I was back home now for the summer and we were hanging out,something we never done. I thought of it just as a friendly thing, nothing would happen. I convinced my self after last year that nothing would happen. You made your way into my bedroom, awing at the red and black ski line painting above my bed frame. I didn’t pay much attention, trying to pick out a movie to watch.

Halfway through, your body sprawled across mine brushing up against my skin. I could feel the warmth touch my body, I ignored it. Picking myself back up, I leaned back on the bed. This wasn’t actually going to happen. A few scenes passed and it was over. You moved your body to the head of the bed and faced towards me.

“Lets play twenty questions!”


“uhh… okay….weirdest sex place” I was nervous

“at school.”

“Our school?”

“No, whats your favorite sexual position.”

“uh…I don’t know.” I was nervous, “ I don’t really know what to ask.”

You stood at the foot of the bed, looking through your phone.

“I broke up with my boyfriend.”

“That suck.”

“I changed my mind.”

“What do you mean?”

“Never mind”

“No, what is it.”

“I like you.”

“Uhhh… do you want me to kiss you.?”

“Yeah.”

“Okay, you go first. “

I leaned in, my breathing exhaled. The room became quiet. The brightness of the lights over head shined on your face. I continued to breathed heavily, conscious of the sound. I leaned in. Your lips touched mine, interlocking with my own. I became nervous, pulled away back. I thought back to prom.

“Sorry, its bad.”

My breathing heightened.

“Uhh..” I tried again. “I kissed you first so you go.”

“No that was me..”

“Okay at the same time,”

We both leaned, I grew hesitance pulling my body back and then forward. Our lips touched again. One, two, three, times we continued. Becoming more comfortable, I grabbed at your waist, pulling your body closer to mine. My breathing rose. I leaned forward pushing you down onto the bed, the first time I was ever aggressive. I continued to kiss you, aware of the stillness in the room. My mother in the other room, I kissed down your neck, you moaned. It was the first time I ever heard the sound. A sinister smiled formed on my lips, I remembered my mother being next door. Stopping midway, I rose my body over your own.

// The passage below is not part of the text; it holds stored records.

PR #451, opened 2023-06-12
test newest version of openmmtools

mikemhenry:


mikemhenry:
We have a change coming in openmmtools where online analysis interval needs to be a multiple of the checkpoint interval, so we should make our default match. I will need to update the key checks but before I did that I wanted to make sure people were happy with this.

dwhswenson (changes requested):
If changing defaults, you need to update gufe keys

mikemhenry:
> If changing defaults, you need to update gufe keys

> I will need to update the key checks but before I did that I wanted to make sure people were happy with this.

richardjgowers (changes requested):
We've got checks elsewhere that check that these steps are compatible with each other so we fail early

IAlibay:
> We've got checks elsewhere that check that these steps are compatible with each other so we fail early

We do? I thought we didn't because cross pydantic models checks were broken until the next major release?

openfe/protocols/openmm_rfe/equil_rfe_settings.py
```diff
@@ -275,13 +275,13 @@ class Config:
...
     """
-    online_analysis_interval: Optional[int] = 200
+    online_analysis_interval: Optional[int] = 250
     """
     MCMC steps (i.e. ``IntegratorSettings.n_steps``) interval at which
     to perform an analysis of the free energies.
 
     At each interval, real time analysis data (e.g. current free energy
-    estimate and timing data) will be written to a yaml file named 
+    estimate and timing data) will be written to a yaml file named
```
IAlibay, line 284: Can you update this to make it clear of the new limitation? i.e. must be a multiple of X

IAlibay (changes requested):

openfe/protocols/openmm_rfe/equil_rfe_settings.py
mikemhenry: Yes!

mikemhenry:
> We've got checks elsewhere that check that these steps are compatible with each other so we fail early


What do you mean? Before I made the change, this is the error we got `FAILED openfe/tests/protocols/test_openmm_equil_rfe_protocols.py::test_ligand_overlap_warning - ValueError: Online analysis interval: 200, must be a multiple of the checkpoint interval: 250` which is coming from openmmtools

mikemhenry:
Actually, that validation check is hard to do since they are two different settings objects. I think I could add a validator to `RelativeHybridTopologyProtocolSettings` But I am thinking that could be a seperate PR?

IAlibay:
> Actually, that validation check is hard to do since they are two different settings objects. I think I could add a validator to `RelativeHybridTopologyProtocolSettings` But I am thinking that could be a seperate PR?

Last I checked it won't work, until the next major release. It's a deeper issue with pydantic as-is.

richardjgowers:
@IAlibay @mikemhenry I was talking about the checks here: https://github.com/OpenFreeEnergy/openfe/blob/main/openfe/protocols/openmm_utils/settings_validation.py#L40

These are fancy validators that are checking that other steps are divisible by each other etc.  Would it make sense to add another check here, or is the openmmtools error message enough?  (it's pretty clear tbh)

Also would it be better here to make the online analysis interval expressed in checkpoints?  E.g. if you set it to 2 it would run the online analysis every other checkpoint.  Not sure if that's more/less intuitive

IAlibay:
checkpoints as a unit is less intuitive to me, re: early validation, yeah I guess we could, the openmmtools message is rather clear though so it wouldn't be a priority imho

richardjgowers (approved):

mikemhenry:
I will make an issue so we can talk about it, the "problem" is the check will have to happen in our settings object that is a collection of other settings, since the setting is spread across two different settings objects, so the validator will have to live in the aggregate

dwhswenson (approved):
Once we're not pinned to a dev version of openmmtools, this should be good to go.

Issue #448, opened 2023-06-12
CI caches gufe install


richardjgowers:
our CI build cache seems to not reinstall HEAD of gufe but caches it.  Probably need to salt the definition of gufe@HEAD so it is pip installed for each build

mikemhenry:
Resolved with #452

PR #452, opened 2023-06-12
Install GUFE after we restore cache to alwasys get a fresh version

mikemhenry:
Resolves issue #448


mikemhenry:
After going through the different workflows, I think only `mypy` and our main CI workflow are affected.

richardjgowers (approved):

PR #454, opened 2023-06-13
allow single AtomMapper to be passed to network planners

richardjgowers:


openfe/setup/ligand_network_planning.py
```diff
@@ -49,6 +50,8 @@ def generate_radial_network(ligands: Iterable[SmallMoleculeComponent],
       If no scorer is supplied, the first mapping provided by the iterable
       of mappers will be used.
     """
+    if isinstance(mappers, AtomMapper):
```
IAlibay, line 53: having to repeat this is pretty ugly :/ could we not wrap it up into a decorator?

richardjgowers: nah, it makes it hard to read (the function is in two places).  It's two lines, it's fine

dwhswenson: Again, a call for Konnektor (or however the German spells it), where we could put the real work in a private method and the public method could handle this.

openfe/tests/setup/test_network_planning.py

“Sorry, my hairs in the way.” I pushed it to the side, my breathing coming to an even pace, I leaned back down towards your neck. Your small body below my own.

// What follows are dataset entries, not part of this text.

PR #456, opened 2023-06-14
cofactors from CLI

### LINKED ISSUE #442: moist test with EG5
has crystal waters and cofactors

richardjgowers:
fixes #442

### DIFF
--- a/openfecli/parameters/molecules.py
+++ b/openfecli/parameters/molecules.py
@@ -59,6 +59,7 @@ def load_molecules(file_or_directory):
 def molecule_getter(user_input, context):
     return load_molecules(user_input)
 
+
 MOL_DIR = Option(
     "-M",
     "--molecules",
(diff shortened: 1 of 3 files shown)


RiesBen (approved):
the basic code changes look good to me! 

But we should add a test system with cofactors :)

openfecli/parameters/molecules.py
```diff
@@ -69,3 +69,10 @@ def molecule_getter(user_input, context):
     ),
     getter=molecule_getter,
 )
+
+COFACTORS = Option(
```
IAlibay, line 73: Two things:

1. This behaviour is difference than "MOL_DIR", do we expect folks to sometimes pass a directory of molecule files for spectator molecules?
2. This might be a bit late, but the fact that we use -c and -M and -p is just annoying.

dwhswenson: `-m` is already taken by a single-molecule version that is used elsewhere. Maybe capital letters when they're expected to contain multiple objects

IAlibay: was `-l` not available? (l for ligand)

richardjgowers:
Ok I've gone for `-C` for cofactors.  Also allows multiple files to be given, so `... -C file1.sdf -C file2.sdf` etc

PR #465, opened 2023-06-19
Update installer and container images to python 310

mikemhenry:


mikemhenry:
If we build python 3.10 images, then we can support google colab "natively" (the conda google colab installer requires python=3.10, so I have to manually create the installer to update the env, with this change, I can just point to our releases)

richardjgowers (approved):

“I don’t have a lock in my room, and I don’t want her coming in.”

“You think she would?” I rose over you.

“Maybe.”

I picked myself up from above you, pushing my hair to the side. I didn’t want you to leave. Two years and here you were in front of me, right in the flesh. I tried convincing you to say, blurted the idea out as soon as it came to my head. I saw the shift in your face, surprised I would ask for such a request. Calling your parents you tried convincing them, it was a no go. My shoulders slouched as you kneeled in front of me on the bed, facing one another, I nervously smiled. You promised you’d be back next week, putting your pinky around my own.

The anxieties stopped, my breathing evened, the first time I ever felt truly at peace with someone. One small moment and I was at ease.

Thirty minutes passed and it was your time to go. Walking down the steps, you walked beside me the night air hitting our faces. My mother walking in front of us. I looked back at you, smiling to one another we had our own secret in the world.